**PROBLEM DETAILS:**
Exactly reproduce the lines from the top of the entries below through the line containing "new Empire instance.", with both ends included.
RECORDS below:
PR #716, opened 2016-01-06
Show delta in ScaleEvent.

ejholmes:
When scaling, this will now show what the previous scale was as well as the delta:

```markdown
ejholmes scaled `web` on acme-inc from 5 to 10 (+5)
```
```markdown
ejholmes scaled `web` on acme-inc from 10 to 5 (-5)
```

### DIFF
--- a/empire.go
+++ b/empire.go
@@ -79,7 +79,7 @@ type Empire struct {
 	ExtractProcfile ProcfileExtractor
 
 	// EventStream service for publishing Empire events.
-	EventStream EventStream
+	EventStream
 }
 
 // New returns a new Empire instance.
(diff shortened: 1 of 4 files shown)


empire.go
```diff
@@ -429,12 +429,7 @@ func (opts ScaleOpts) Event() Event {
 
 // Scale scales an apps process.
 func (e *Empire) Scale(ctx context.Context, opts ScaleOpts) (*Process, error) {
-	p, err := e.scaler.Scale(ctx, opts)
-	if err != nil {
-		return p, err
-	}
-
-	return p, e.EventStream.PublishEvent(opts.Event())
+	return e.scaler.Scale(ctx, opts)
```
sanjayprabhu: We can't publish it here because we don't have the previous quantity?

sanjayprabhu:
So fast! Looks good to me.

:+1:

empire.go
ejholmes: Right.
End of RECORDS.
**ANSWER TO THE EXERCISE:**
PR #716, opened 2016-01-06
Show delta in ScaleEvent.

ejholmes:
When scaling, this will now show what the previous scale was as well as the delta:

```markdown
ejholmes scaled `web` on acme-inc from 5 to 10 (+5)
```
```markdown
ejholmes scaled `web` on acme-inc from 10 to 5 (-5)
```

### DIFF
--- a/empire.go
+++ b/empire.go
@@ -79,7 +79,7 @@ type Empire struct {
 	ExtractProcfile ProcfileExtractor
 
 	// EventStream service for publishing Empire events.
-	EventStream EventStream
+	EventStream
 }
 
 // New returns a new Empire instance.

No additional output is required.